I really do not think celibacy is healthy , especially for any one who does marriage counselling.
Tia
Would it kill 'em to include a couple points from JPII in this article? By not doing so, the author reveals himself to be no more than a purveyor of FutureChurch(?!) PRnewswire, imo. |
"Today's clergy must be careful not to adopt the secular view of the priesthood as a profession, a career and a means of earning a living," the Holy Father said. "Rather, the clergy must see the priesthood as a vocation to selfless, loving service, embracing wholeheartedly the esteemed gift of celibacy and all that this involves." He explained that for this reason, "celibacy is to be regarded as an integral part of the priest's exterior and interior life, and not just as a long-standing ideal which is to be respected." |
Celibacy was a discipline practiced in the Church almost from it's outset.
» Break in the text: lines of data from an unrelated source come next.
PR #429, opened 2021-03-17
Allow login if LDAP auth works, but sync fails.

NotSpecial:
The LDAP sync requires additional credentials.
If there are problems with these, sync can fail
(even if auth works).

To reduce the damage, this change allows in-db users to still log in,
even if sync failed.
(As long as they can be authenticated).

### DIFF
--- a/requirements.txt
+++ b/requirements.txt
@@ -2,7 +2,7 @@ eve==1.1.5
 git+https://github.com/hermannsblum/eve-swagger.git@5c9cf066ffa72712f9018a3eb0c5142f7733d8cc#egg=Eve_Swagger
 # "nethz" must be installed in editable mode, otherwise some certs are not found
 # Wontfix: With the upcoming migration, this library will not be needed anymore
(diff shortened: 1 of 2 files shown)


requirements.txt
```diff
@@ -2,7 +2,7 @@ eve==1.1.5
 git+https://github.com/hermannsblum/eve-swagger.git@5c9cf066ffa72712f9018a3eb0c5142f7733d8cc#egg=Eve_Swagger
 # "nethz" must be installed in editable mode, otherwise some certs are not found
 # Wontfix: With the upcoming migration, this library will not be needed anymore
--e git+https://github.com/NotSpecial/nethz.git@1d3004081c3618f1f41463476a847b0bddd6d91a#egg=nethz
+-e git+https://github.com/NotSpecial/nethz.git@fcd5ced2dd365f237047748abfedb9c35a468393#egg=nethz
```
temparus, line 5: Shoudn't we use the fork in the amiv-eth group here?

temparus: We can also do this in another MR actually.

temparus (approved):
Great work! Thanks.

PR #439, opened 2022-05-07
Feature/reply to

emorbach:


amivapi/tests/events/test_emails.py
```diff
@@ -229,3 +229,29 @@ def test_no_nones_in_emails(self):
         mail = self.app.test_mails[1]
         for field in mail.values():
             self.assertTrue('None' not in field)
+
+    def test_reply_to_emails(self):
+        event = self.new_object('events', spots=100, selection_strategy='fcfs')
```
temparus, line 234:
```suggestion
        # Check that there is no `reply-to` header in the email if no moderator is set.
        event = self.new_object('events', spots=100, selection_strategy='fcfs')
```

amivapi/tests/events/test_emails.py
```diff
@@ -229,3 +229,29 @@ def test_no_nones_in_emails(self):
...
+        signup = self.api.post('/eventsignups', data={
+            'user': str(user['_id']),
+            'event': str(event['_id'])
+        }, status_code=201).json
+
+        mail = self.app.test_mails[0]
+
+        self.assertTrue('reply-to' not in mail)
+
+        user_moderator = self.new_object('users', email='xyz@gmail.com')
```
temparus, line 246:
```suggestion
        # Check that the `reply-to` header is present in the email if the moderator is set.
        user_moderator = self.new_object('users', email='xyz@gmail.com')
```

amivapi/tests/events/test_emails.py
```diff
@@ -229,3 +229,29 @@ def test_no_nones_in_emails(self):
...
+
+        signup = self.api.post('/eventsignups', data={
+            'user': str(user['_id']),
+            'event': str(event2['_id'])
+        }, status_code=201).json
+
+        mail = self.app.test_mails[1]
+        self.assertTrue(mail['reply-to'] == 'xyz@gmail.com' )
+
+
```
temparus, line 257:
```suggestion

```

amivapi/utils.py
```diff
@@ -74,7 +74,7 @@ def get_id(item):
         return ObjectId(item['_id'])
 
 
-def mail(to, subject, text):
+def mail(to, subject, text, replyTo = None):
```
temparus, line 77: I suggest to rename the argument to `reply_to` to conform with PEP8 code style.

You should also describe the additional argument in the documentation in the docstring above.

amivapi/utils.py
```diff
@@ -90,17 +90,28 @@ def mail(to, subject, text):
...
+                'reply-to': replyTo
+            })
+        else: 
+          app.test_mails.append({
             'subject': subject,
             'from': sender,
             'receivers': to,
             'text': text
-        })
+        })
```
temparus, line 107:
```suggestion
        mail = {
            'subject': subject,
            'from': sender,
            'receivers': to,
            'text': text,
        }
        
        if replyTo is not None:
            mail['reply-to'] = replyTo

        app.test_mails.append(mail)
```

amivapi/utils.py
```diff
@@ -90,17 +90,28 @@ def mail(to, subject, text):
...
             'text': text
-        })
+        })  
     elif config.SMTP_SERVER and config.SMTP_PORT:
         msg = MIMEText(text)
         msg['Subject'] = subject
         msg['From'] = sender
         msg['To'] = ';'.join([to] if isinstance(to, str) else to)
+        if replyTo is not None:
+            msg['reply-to'] = replyTo
```
temparus, line 114:
```suggestion
            msg['Reply-To'] = replyTo
```

Email headers are generally written with captital letters.

temparus (dismissed):
First of all, thank you for contributing to the project!

I directly suggested some minor changes to the code which you can directly apply in this PR if you are happy with the suggested changes.
There are some more things I have commented on which require changes on multiple locations.

If you have any questions, feel free to answer to my comments.

temparus:
As another thought to consider for this feature:

We have plans to introduce a real noreply email address (noreply@amiv.ethz.ch) for sending emails from automated tools. With the current implementation of the reply-to feature, this results in a situation where the user cannot reply to the received email if the event hasn't a moderator set. We should consider to configure a default reply-to email address which is then used if it is configured. If there is no default configured, the API should skip the `Reply-To` email header as the current implementation does already.

Introducing a real noreply email address might also have other complications for example with the blacklist resource which must be considered, but I think that this should be addressed in another PR.

amivapi/tests/events/test_emails.py
```diff
@@ -229,3 +229,55 @@ def test_no_nones_in_emails(self):
         mail = self.app.test_mails[1]
         for field in mail.values():
             self.assertTrue('None' not in field)
+
+    def test_moderator_reply_to(self):
+        # Check whether `reply-to` header is the moderator in email if set.
```
d-portenier, line 234: I think we should use multiline comments here, because docstring (although I'm not sure weather we use them in this project)

amivapi/tests/events/test_emails.py
```diff
@@ -229,3 +229,55 @@ def test_no_nones_in_emails(self):
...
+        self.api.post('/eventsignups', data={
+            'user': str(user['_id']),
+            'event': str(event['_id'])
+        }, status_code=201).json
+
+        mail = self.app.test_mails[0]
+        self.assertTrue(mail['reply-to'] == 'xyz@gmail.com')
+
+    def test_all_emails_for_reply_to_header(self):
+        # Check that the `reply-to` header in all email is set to default
```
d-portenier, line 250: same here

amivapi/tests/events/test_emails.py
NotSpecial: Agreed, we definitely should.

amivapi/tests/events/test_emails.py
temparus: This was addressed with the latest commits.

amivapi/tests/events/test_emails.py
temparus: This was addressed with the latest commits.

lujobi (approved):

PR #441, opened 2022-05-10
Feature/custom signup email text

emorbach:


amivapi/events/model.py
```diff
@@ -436,6 +436,12 @@
                 'json_schema': True,
                 'only_if_not_null': 'spots',
             },
+            'moderator_signup_text': {
```
temparus, line 439: I think the naming of the field is not accurate. It does not matter whether there is a moderator set for the event.

I would rename the field to something like `signup_additional_info`.
Other suggestions for the field name are welcome as I am not sure that this is the best name.

amivapi/settings.py
```diff
@@ -120,6 +120,7 @@
     'event please click this link to free your spot for someone else:\n'
     '\n{link}\n'
     'You cannot sign out of this event after {deadline}.\n\n'
+    '{moderatortext}\n\n'
```
temparus, line 123: I would rename the field to `moderator_text` which makes it more readable.

amivapi/tests/events/test_emails.py
```diff
@@ -229,3 +229,18 @@ def test_no_nones_in_emails(self):
         mail = self.app.test_mails[1]
         for field in mail.values():
             self.assertTrue('None' not in field)
+
+
```
temparus, line 233:
```suggestion

```
Remove one empty line so it is conform with the code style.

amivapi/tests/events/test_emails.py
```diff
@@ -229,3 +229,18 @@ def test_no_nones_in_emails(self):
...
+        user = self.new_object('users')
+
+        signup = self.api.post('/eventsignups', data={
+            'user': str(user['_id']),
+            'event': str(event['_id'])
+        }, status_code=201).json
+
+        mail = self.app.test_mails[0]
+
+        self.assertTrue(text not in mail)
```
temparus, line 246: This line only checks whether the mail dict has a key with the message stored in `text`.

It should rather be something like:

```suggestion
        self.assertTrue(text not in mail['text'])
```

amivapi/events/model.py
```diff
@@ -436,6 +436,12 @@
...
+                "description": "Custom Text from the Moderator that will be sent with the Signup-Email",
```
temparus, line 440: The description should also be updated accordingly. You should also use more precise words.

For example:

```suggestion
                "description": "Additional information from the organizers that will be sent with the signup-accepted email.",
```

temparus (changes requested):
Thanks for your contribution!

The general idea and structure of the code looks good.
I do not like the name of the new field as it might be misleading, so we should rename it to something else such as `signup_additional_info`. I am not sure about that name either, so other suggestions are welcome.

temparus (changes requested):
Thanks for your work! The changes look good.
I have only one comment about the configuration of the newly introduced field which might have to be changed.

temparus:
@emorbach any updates on this PR?

_Please note that we have updated your branch to the latest master which uses Python 3.10 by default._

amivapi/settings.py
```diff
@@ -127,6 +127,7 @@
     'event please click this link to free your spot for someone else:\n'
     '\n{link}\n'
     'You cannot sign out of this event after {deadline}.\n\n'
+    '{additional_info_text}\n\n'
```
temparus, line 130: This template might result in a very large distance between the deadline and the "Best Regards" phrase. We should somehow ensure that `\n\n` after `{additinal_info_text}` is not added if the `additional_info_text` is an empty string.

The following options might be sensible:
- we provide two different templates for those cases.
- we use the templating engine included with flask (eve is based on flask). It is easy to use as seen in one of our other projects [1].

Aside from that, we might think about providing HTML content in addition to the plaintext version so that the email looks more fancy. But this should be handled in a separate PR to minimize the changes induced by a single PR, which makes it easier to review.

[1] https://gitlab.ethz.ch/amiv/kontakt/website-backend/-/blob/master/kontaktweb/mail.py?ref_type=heads#L23

temparus (changes requested):

alexander-schoch-linuxdays (approved):

d-portenier (approved):

alexander-schoch-linuxdays:
This MR contains two more or less distinct changes:
- An additional field `moderator_signup_text` can be set. This is text any participant will receive via email as soon as they are accepted to an event. This is useful for information the participants should know as soon as possible.
- Emails from the API were, until now, pure text in english. This MR migrates to `jinja2` with templates for each e-mail type with a base template, such that all mails by the AMIVAPI look nice. Additionally, every mail is sent as html and plain text, such that the mail client can decide what to display.

PR #442, opened 2022-05-11
Add GitHub Action workflows

### LINKED ISSUE #438: Replace Travis CI
Services of Travis CI for open-source projects (travis-ci.org) is ceased and the services on travis-ci.com require a paid plan.

Therefore, we have to find another service to run our tests for the project. First, viable services have to be identified and evaluated.

temparus:
Add GitHub Action workflows as replacement for Travis CI.

Resolves #438.


.github/workflows/pipeline.yml
```diff
@@ -0,0 +1,117 @@
+name: Pipeline
+
+on:
+  schedule:
+    - cron: '5 4 * * 1'
```
d-portenier, line 5: 5 past 4 on Mondays seems like a somewhat random time
What do you think about using @weekly (Midnight from Sun to Mon) to improve readability?

d-portenier (approved):

.github/workflows/pipeline.yml
temparus: The idea is not to have the cron job scheduled right at the start of an hour as it will usually be delayed because of high load of GitHub servers according to [their documentation](https://docs.github.com/en/actions/using-workflows/events-that-trigger-workflows#schedule).
The time instant when the cron task is being run does not really matter I think, so we can set it to any time we want, but it should preferably be during night time in Zürich.

They do not support the non-standard @weekly synthax, so we need to convert the standard format like `0 0 * * 1`.

PR #62, opened 2023-11-28
Updated code-example to work out-of-the-box

cwognum:
## Changelogs

- Update the code-example to work out-of-the-box.
- Update the documentation of the main `load_dataset` and `load_benchmark` endpoints.

---

Changes that were suggested during user interviews.


polaris/hub/client.py
```diff
@@ -414,7 +429,11 @@ def upload_results(self, results: BenchmarkResults, access: AccessType = "privat
         return response
 
     def upload_dataset(
-        self, dataset: Dataset, access: AccessType = "private", timeout: TimeoutTypes = (10, 200)
+        self,
+        dataset: Dataset,
+        access: AccessType = "private",
+        timeout: TimeoutTypes = (10, 200),
```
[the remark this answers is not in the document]
cwognum: Didn't make this change myself, but it seems to come from `httpx` ([ref](https://www.python-httpx.org/advanced/#timeout-configuration)). Will document it!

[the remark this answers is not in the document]
cwognum: I believe @zhu0619 added this. Any preference on the above, Lu?

polaris/hub/client.py
```diff
@@ -432,7 +432,7 @@ def upload_dataset(
         self,
         dataset: Dataset,
         access: AccessType = "private",
-        timeout: TimeoutTypes = (10, 200),
+        timeout: TimeoutTypes = TimeoutTypes(connect=10, write=200),
```
hadim, line 435: I don't think it works that way - looks like you need to either use a `httpx.Timeout` object or stick with a tuple and simply explain what the tuple is about in the docstring.

hadim: I think a tuple is best (one less import for our users)

cwognum: Yeah, my bad! Should be good now!

hadim: Thanks! LGTM for me.

PR #66, opened 2023-12-07
remove nans

zhu0619:
This is to solve the issue when validate and compute `type_of_target` for datasets containing NaNs (for the  sparse datasets with multi targets).

## Changelogs
- Remove nans from dataset when check the target type.

### DIFF
--- a/polaris/benchmark/_base.py
+++ b/polaris/benchmark/_base.py
@@ -209,12 +209,16 @@ class BenchmarkSpecification(BaseArtifactModel):
 
         dataset = info.data.get("dataset")
         target_cols = info.data.get("target_cols")
+        splits = np.concatenate(info.data["split"])
+
         if dataset is None or target_cols is None:
             return v
 
         for target in target_cols:
             if target not in v:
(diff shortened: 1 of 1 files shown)


tests/test_benchmark.py
```diff
@@ -156,7 +156,7 @@ def test_benchmark_checksum(is_single_task, test_single_task_benchmark, test_mul
 
     # --- Test that the checksum is NOT the same ---
     def _check_for_failure(_kwargs):
-        with pytest.raises(ValidationError) as error:
+        with pytest.raises((ValidationError, TypeError)) as error:
```
cwognum, line 159: Why is this needed? Seems unrelated!

cwognum (approved):
Thanks for spotting this Lu! Just one question on the test case.

tests/test_benchmark.py
zhu0619: In the failure tests, a column of strings was tested. That string array fails at the `np.isnan` operator due to the type. 
Both TypeError and ValidationError are raised in that case.So the TypeError has to be added here.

The split on celibacy was NOT over who got to inherit property, but what the culture and politics of a region were.
In the East, where the Bishops were more closely attuned to the politics and culture of Constantinople (and where Arianism and Iconoclasm were far more common and hung on far longer), celibecy was never very popular, and the Eastern Orthodox churches today do not follow that discipline.
In the West, celibecy was tought (if not always required) and followed (if somewhat irregularly) from the early Church. It caught on at a time being a priest or a bishop was a good way to become impoverished and a martyr, so suggesting it was about who inherited money and property is really sort of silly.
The Roman Catholic Church did abandon the requirement of celibecy for about 100 years (10th or 11th century, I can't remember which off the top of my head), but reinstated it when it saw a substantial falling away of the piety and disipline of the priesthood. In a sense, the experiance with dropping that requirement has been similiar to what has happened in the Church since Vatican II, when an awful lot of bishops began turning a blind eye to the issue of homosexuality in the seminaries.